Work with Karen McKinnon
DOI: https://doi.org/10.48550/arXiv.2208.02919
Bayesian Hierarchical Models for Ocean Heat Content Modeling

Description: The accurate quantification of changes in the heat content of the world’s oceans is crucial for our understanding of the effects of increasing greenhouse gas concentrations. The Argo program, consisting of Lagrangian floats that measure vertical temperature profiles throughout the global ocean, has provided a wealth of data from which to estimate ocean heat content. However, creating a globally consistent statistical model for ocean heat content remains challenging due to the need for a globally valid covariance model that can capture complex nonstationarity.
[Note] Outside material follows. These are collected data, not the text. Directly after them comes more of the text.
PR #14152, opened 2024-03-25
chore(Communities): `CommunityIntroDialog` renamed, storybook page fixed

micieslak:
### What does the PR do

- renames `CommunityIntroDialog` to `CommunityMembershipSetupDialog` to better reflect the actual role of the component
- fixes address selection issue in storybook
- fixes intro text running out of the dialog
- makes the dialog easier to handle as a non-modal popup

### Affected areas
`CommunityIntroDialog`


caybro (approved):
LGTM

We should really get rid of the extra component copies, and just keep the one instance in Popups.qml

storybook/pages/CommunityMembershipSetupDialogPage.qml
noeliaSD, line 1: I guess you should rename as well the event logs texts ;)

noeliaSD (approved):
Thanks for the renaming!! Much more clear ;) !!

I've just added a small comment and wondering if this is also part of the scope of this task (When pressing `Join` or `Share all addresses to join`, not sure why the `Request to join Status` is empty):

https://github.com/status-im/status-desktop/assets/97019400/b4b04244-514f-429e-a2f5-acdd85e824e1

micieslak:
> Thanks for the renaming!! Much more clear ;) !!
> 
> I've just added a small comment and wondering if this is also part of the scope of this task (When pressing `Join` or `Share all addresses to join`, not sure why the `Request to join Status` is empty):
> 
>  Screen.Recording.2024-03-26.at.12.51.44.mov

I will handle it soon, more refactors are needed here...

In this paper, we develop a hierarchical Bayesian Gaussian process model that uses kernel convolutions with cylindrical distances to allow for spatial nonstationarity in all model parameters while using a Vecchia process to remain computationally feasible for large spatial datasets. Our approach can produce valid credible intervals for globally integrated quantities that would not be possible using previous approaches. These advantages are demonstrated through the application of the model to Argo data, yielding credible intervals for the spatially varying trend in ocean heat content that accounts for both the uncertainty induced from interpolation and from estimating the mean field and other parameters. Through cross-validation, we show that our model outperforms an out-of-the-box approach as well as other simpler models. The code for performing this analysis is provided as the R package BayesianOHC.